■ Task to carry out ■
Your answer needs to include each line of the records in which the string "headers" can be found.

Collected data
========================================

PR #1429, opened 2025-06-18
feat: ofrep provider

### LINKED ISSUE #1413: [FEATURE] Create OFREP provider
### Requirements

OFREP (OpenFeature Remote Flag Evaluation Protocol), is an API specification for feature flagging that allows the use of generic providers to connect to any feature flag management systems that supports the protocol.

We would like to have an OFREP provider in Java.
The Java SDK is a server SDK, so we should follow those [guidelines](https://github.com/open-feature/protocol/blob/main/guideline/dynamic-context-provider.md) when building the provider.

Rahul-Baradol:
## This PR
- Adds OFREP provider

### Related Issues
Fixes #1413

### Follow-up Tasks
- [x] Dev testing
- [x] Added tests
- [x] Docs


providers/ofrep/src/main/java/dev/openfeature/contrib/providers/ofrep/internal/Resolver.java
```diff
@@ -0,0 +1,184 @@
...
+                        .errorMessage("Type mismatch: expected " + type.getSimpleName() + " but got "
+                                + responseValue.getClass().getSimpleName())
+                        .build();
+            }
+
+            Map<String, Object> metadata = response.getMetadata();
+            return ProviderEvaluation.<T>builder()
+                    .value(type.cast(responseValue))
+                    .variant(response.getVariant())
+                    .flagMetadata(convertToImmutableMetadata(metadata))
```
chrfwow: Should we also try to add the flag metadata to responses in case we fail the evaluation?

pom.xml
```diff
@@ -40,6 +40,7 @@
         <module>providers/configcat</module>
```
liran2000, line 40: can add to component owners and release please config

providers/ofrep/src/main/java/dev/openfeature/contrib/providers/ofrep/OfrepProviderOptions.java
```diff
@@ -0,0 +1,99 @@
...
+    @Getter
+    private Long timeout = null;
+
+    private Map<String, List<String>> headers = null;
+
+    private static final String defaultBaseUrl = "http://localhost:8016";
+    private static final Long defaultTimeout = 10000L; // Default timeout of 10 seconds
+
+    /**
+     * Builder class for constructing an instance of OfrepProviderOptions.
```
liran2000: Can consider using Lombok builder. Can give option to headers, single header etc'.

========================================

■ Result of this exercise ■
+    private Map<String, List<String>> headers = null;
liran2000: Can consider using Lombok builder. Can give option to headers, single header etc'.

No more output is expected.